Le champion du monde de descente 1993 a accepté de revenir sur son parcours, ses projets avec le président de la FIS Johan Eliasch et les menaces que son départ pourrait faire peser sur les ambitions olympiques helvétiques.
Urs Lehmann, après 19 ans à la tête de Swiss Ski, dont 17 comme président, vous quittez vos fonctions. Est-ce par lassitude?
Pas du tout. Je n’ai jamais ressenti de fatigue, pas une seule fois. Ce que j’ai pu construire et vivre avec les équipes de Swiss Ski est unique. Sans prétention, je crois que nous pouvons affirmer être aujourd’hui la fédération sportive numéro un en Suisse. Et sur la scène internationale, nous avons aussi marqué le monde des sports de neige. C’est une réussite dont nous pouvons être fiers.
Vous aviez brigué la présidence de la FIS, mais aviez été battu par Johan Eliasch. La campagne avait été tendue, et vous sembliez en profond désaccord. Aujourd’hui, vous annoncez vouloir travailler à ses côtés. Comment est-ce possible?

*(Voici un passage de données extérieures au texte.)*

PR #776, opened 2022-06-14
Add type erasure interface

Levi-Armstrong:


Levi-Armstrong:
@mpowelson, @marip8 and @marrts  This introduces a type erasure interface to handle a lot of the boiler plate code with type erasures and supports boost serialization.

PR #780, opened 2022-06-25
Update windows CI to leverage Colcon

Levi-Armstrong:


johnwason:
I am seeing failures in the tests. I think you need to add the environmental variables to disable vector instructions. You also need to check the return values for each step in a multi-line command.

Levi-Armstrong:
Yea your right. Not sure why colcon is not return an error code which it should with the provided option.  @johnwason why does it have issues with vector instructions?

johnwason:
@Levi-Armstrong There is a problem on windows with alignment and DLLs, so vector instructions don't seem to work properly. 

I use:

    set CXXFLAGS=%CXXFLAGS% -DEIGEN_DONT_ALIGN=1 -DEIGEN_DONT_VECTORIZE=1

to work around the problem.

You need to add 

    if %errorlevel% neq 0 exit /b %errorlevel%

after each line of a multi-line command in the test script. It runs as a `bat` file, and there is no `set -e` equivalent.

PR #782, opened 2022-06-27
Static plugin loading using symbol module resolution

johnwason:
This is another approach to #758. It works by adding "anchor" functions to the plugin libraries, which return an address that exists within the library. The function `boost::dll::symbol_location_ptr()` is then used to get the filename of the library. The library name is then added to the environmental variable for that plugin type.

This approach seems to work, and is a lot less invasive than other options. I will continue testing to see if it will work with Python.


johnwason:
@Levi-Armstrong is this approach ok with you?

Levi-Armstrong:
Why add it to the environment versus just adding it to the search libraries and search libraries path?

tesseract_common/include/tesseract_common/plugin_loader.hpp
```diff
@@ -110,6 +114,12 @@ std::shared_ptr<PluginBase> PluginLoader::instantiate(const std::string& plugin_
     }
   }
 
+  for (const auto& library : plugins_local)
```
Levi-Armstrong, line 117: I believe you found a bug, The above for loop should use `plugins_local` instead of search_libraries. I believe this can be removed if that change is made.

Levi-Armstrong: It looks like there is another for loop above that should also be using the same variable.

johnwason: Yeah this function has a couple strange issues that need to be cleaned up

tesseract_common/include/tesseract_common/plugin_loader.h
```diff
@@ -118,6 +118,19 @@ class PluginLoader
...
+   * 
+   * In some cases the name and location of a library is unknown at runtime, but a symbol can
+   * be linked at compile time. This is true for Python auditwheel distributions. This
+   * utility function will determine the location of the library, and add it to the library search
+   * environment variable so it can be found.
+   * 
+   * @param symbol_ptr Pointer to the symbol to find
+   * @param search_libraries_env The environmental variable to modify
+   */
+  static inline void addSymbolLibraryToSearchLibrariesEnv(const void* symbol_ptr, const std::string& search_libraries_env);
```
Levi-Armstrong, line 133: This should also update the environment variable for search paths.
``` c++
void addSymbolLibraryToSearchLibrariesEnv(const void* symbol_ptr, const std::string& search_libraries_env, const std::string& search_paths_env)
{
  std::string search_libraries_env_var_str;
  char* search_libraries_env_var = std::getenv(search_libraries_env.c_str());
  if (search_libraries_env_var != nullptr)
    search_libraries_env_var_str = search_libraries_env_var;

  std::string search_paths_env_var_str;
  char* search_paths_env_var = std::getenv(search_paths_env.c_str());
  if (search_paths_env_var != nullptr)
    search_paths_env_var_str = search_paths_env_var;

  boost::dll::fs::path lib_path = boost::dll::symbol_location_ptr(symbol_ptr);

  std::string separator {":"};
#ifdef _WIN32
  separator = ";";
#endif

  if (search_libraries_env_var_str.empty())
    search_libraries_env_var_str = lib_path.filename().string();
  else
    search_libraries_env_var_str = search_libraries_env_var_str + separator + lib_path.filename().string();

  if (search_paths_env_var_str.empty())
    search_paths_env_var_str = lib_path.parent_path().string();
  else
    search_paths_env_var_str = search_paths_env_var_str + separator + lib_path.parent_path().string();

#ifndef _WIN32
  setenv(search_libraries_env.c_str(),search_libraries_env_var_str.c_str(),1);
  setenv(search_paths_env.c_str(),search_paths_env_var_str.c_str(),1);
#else
  _putenv_s(search_libraries_env.c_str(),search_libraries_env_var_str.c_str());
  _putenv_s(search_paths_env.c_str(),search_paths_env_var_str.c_str());
#endif
}
```

Levi-Armstrong: The library environment variable should only contain the library name and not the full path.

Levi-Armstrong: For this to work I also had to update the decorate function to check if an extension already exists before adding a suffix.
``` c++
  if (actual_path.extension().empty())
    actual_path += boost::dll::shared_library::suffix();
```

johnwason: It is a lot safer to use absolute paths for the library loading with this method. Otherwise it may wind up loading an unexpected library it finds somewhere else in the search paths.

Levi-Armstrong: Paths provided by the environment variable are search first for this reason.

Levi-Armstrong: It may be good to have this method prepend  instead of append to the environment variable.

johnwason: I am not sure what the issue is with the library name or absolute path, it is working fine with the test I added.

johnwason: Could we add another environmental variable or a static field that has absolute paths?

Levi-Armstrong: I guess we could change it to loop over the libraries and check for full path. If full path these get searched first which makes sense to me.

johnwason: Yeah, that should work. I also added logic to check for `:` on Linux and `;` on Windows. This is an annoying difference between operating systems since `:` can be part of a path on Windows.

Levi-Armstrong: @marip8 What do you think here?

Levi-Armstrong: @johnwason I updated it to support libraries provided as full path. The changes can be seen if you follow the line to the PR below. We are waiting on this to be released on the build farm to switch this repository over to using.

johnwason: @Levi-Armstrong are you going to backport your updates or should I include them here?

Levi-Armstrong: I think it would be good to back port them here this way to get things merged in here for now. We are going to make some changes it boost_plugin_loader to better support this functionality but may be a week or so before it gets merged in.

Levi-Armstrong:
It looks like one  of the plugin loader tests is failing

johnwason:
I am still working on this PR

johnwason:
This PR is ready now

PR #787, opened 2022-06-28
Improve manipulability calculcation

rhaschke:
I just came across these minor improvements of the manipulability calculation when inspecting the code, because a student of mine complained that the eigenvalues are not sorted. Please have a look at the individual commit comments for more details.
For reference: [SelfAdjointEigenSolver](http://eigen.tuxfamily.org/dox/classEigen_1_1SelfAdjointEigenSolver.html)

In principle, the calculation of the inverse expressions is redundant:
https://github.com/tesseract-robotics/tesseract/blob/afe92a7ab892dad856a010d3c7864489d7f3489a/tesseract_kinematics/core/include/tesseract_kinematics/core/utils.h#L355-L360
because eigenvalues(A^-1) = eigenvalues^-1(A). Also, det(A^-1) = 1/det(A).
However, you apply some clipping to the eigenvalues as well...

### DIFF
--- a/tesseract_kinematics/core/include/tesseract_kinematics/core/utils.h
+++ b/tesseract_kinematics/core/include/tesseract_kinematics/core/utils.h
@@ -310,12 +310,16 @@ inline Manipulability calcManipulability(const Eigen::Ref<const Eigen::MatrixXd>
     Eigen::SelfAdjointEigenSolver<Eigen::MatrixXd> sm(m, false);
 
     data.eigen_values = sm.eigenvalues().real();
+    data.volume = 1;
 
-    // Set values near zero to zero
+    // Set eigenvalues near zero to zero. This also implies zero volume
     for (Eigen::Index i = 0; i < data.eigen_values.size(); ++i)
     {
       if (tesseract_common::almostEqualRelativeAndAbs(data.eigen_values[i], 0))
+      {
         data.eigen_values[i] = +0;
+        data.volume = +0;
+      }
     }
 
     // If the minimum eigen value is approximately zero set measure and condition to max double
@@ -330,18 +334,9 @@ inline Manipulability calcManipulability(const Eigen::Ref<const Eigen::MatrixXd>
       data.measure = std::sqrt(data.condition);
     }
 
-    data.volume = 1;
-    for (Eigen::Index i = 0; i < sm.eigenvalues().size(); ++i)
-    {
-      // If an eigen value is approximately zero set the volume to zero and return
-      if (tesseract_common::almostEqualRelativeAndAbs(data.eigen_values[i], 0))
-      {
-        data.volume = +0;
-        break;
-      }
-      data.volume = data.volume * data.eigen_values[i];
-    }
-    data.volume = std::sqrt(data.volume);
+    if (data.volume != 0)  // volume is sqrt of product of eigenvalues
+      data.volume = std::sqrt(data.eigen_values.prod());
+
     return data;
   };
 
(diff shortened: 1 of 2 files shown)


tesseract_kinematics/core/include/tesseract_kinematics/core/utils.h
```diff
@@ -330,18 +334,9 @@ inline Manipulability calcManipulability(const Eigen::Ref<const Eigen::MatrixXd>
...
-      // If an eigen value is approximately zero set the volume to zero and return
-      if (tesseract_common::almostEqualRelativeAndAbs(data.eigen_values[i], 0))
-      {
-        data.volume = +0;
-        break;
-      }
-      data.volume = data.volume * data.eigen_values[i];
-    }
-    data.volume = std::sqrt(data.volume);
+    if (data.volume != 0)  // volume is sqrt of product of eigenvalues
```
Levi-Armstrong, line 337: I see why this change was added, but comparing floats this way is unlikely to never be false.  What about switching it to use the following above `bool zero_volume {false}` then set it to true in the if statement and check it here?

Levi-Armstrong (changes requested):
Overall, looks good just had one comment.

tesseract_kinematics/core/include/tesseract_kinematics/core/utils.h
Levi-Armstrong: Another option would be to just calculate the volume because the product should always be greater than zero. It would also probably be good to add this just as a precaution `assert(data.eigen_values.prod() > 0)`. You don't have to add this as part of the PR, but will not mind if you do.

Levi-Armstrong: > To be honest, the assertion is not necessary either, as the eigenvalues of a matrix AA^t are the squares (and thus positive) of the (real) singular values of A.

Yea, though I have had issue in the past with this code where I was getting eigen values slightly negative which is why there is the check above. I believe the check should solve the issue but cannot be 100% sure.

Levi-Armstrong (approved):

Levi-Armstrong:
@rhaschke Does the switch in solver now sort the eigen values?

rhaschke:
> Does the switch in solver now sort the eigen values

Yes. Quoting the [Eigen doc](http://eigen.tuxfamily.org/dox/classEigen_1_1SelfAdjointEigenSolver.html#aaf4ed4172a517a4b9f0ab222f629e261): The eigenvalues are sorted in increasing order.

tesseract_kinematics/core/include/tesseract_kinematics/core/utils.h
Levi-Armstrong: That makes sense. If that is the case then the check may no longer be needed.

rhaschke:
A test is failing now. Will have a look. Strangely, I couldn't find any output of the failing test.
Is there a specific reason for not using `catkin_add_gtest()` but `add_gtest_discover_tests()`, which obviously requires a manual call to `catkin build` to run the tests:
https://github.com/tesseract-robotics/tesseract/blob/98964bca335bfd29fcb66738dfe7bc46c191649a/.github/workflows/bionic_build.yml#L97

cpetersmeier:
Since we switched to the `SelfAdjointEigenSolver`, which sorts the eigenvalues, the manipulability test has to be adapted as well.

I think I cannot push to your branch @rhaschke , but I introduced the necessary changes [here](https://github.com/cpetersmeier/tesseract/commit/c2f6ba830096709ac89f4bab9a1376a44c883de2).

Levi-Armstrong:
> A test is failing now. Will have a look. Strangely, I couldn't find any output of the failing test.
> Is there a specific reason for not using `catkin_add_gtest()` but `add_gtest_discover_tests()`, which obviously requires a manual call to `catkin build` to run the tests:

Yea, everything except tesseract_ros is agnostic to ros and only uses cmake feature. The use of colcon solves this issue but have not got around to updating this repository.

Levi-Armstrong (approved):

PR #789, opened 2022-06-30
Fix Windows CI by checking for error after colcon commands

Levi-Armstrong:


Levi-Armstrong:
@johnwason It looks like the tests that are failing are those that are writing files to the temp directory.

PR #792, opened 2022-07-02
CI: Drop AFTER_SCRIPT

rhaschke:
Explicit test running via `AFTER_SCRIPT` was required because industrial_test didn't use the correct make target for cmake-only packages. This is fixed with https://github.com/ros-industrial/industrial_ci/pull/785 and thus `AFTER_SCRIPT` is superfluous now.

Je comprends que cela puisse surprendre. Il y a encore un an, ni lui ni moi n’aurions cru à une telle collaboration. Mais en réalité, nous avons toujours partagé la même vision sur de nombreux sujets. Johan a les bonnes idées, la capacité à voir grand. Ce qui nous divisait, c’était surtout la manière d’y parvenir.
Qu’est-ce qui a changé entre vous et Johan Eliasch?
Johan m’a appelé il y a quelques mois, après mon départ du conseil de la FIS. Il voulait discuter de certaines idées. Nous nous sommes rencontrés à St. Moritz et avons eu un très bon échange. Depuis, nous sommes restés en contact, jusqu’au moment où il m’a demandé si je pouvais envisager de collaborer avec la FIS.
Et quand cette proposition s’est-elle concrétisée?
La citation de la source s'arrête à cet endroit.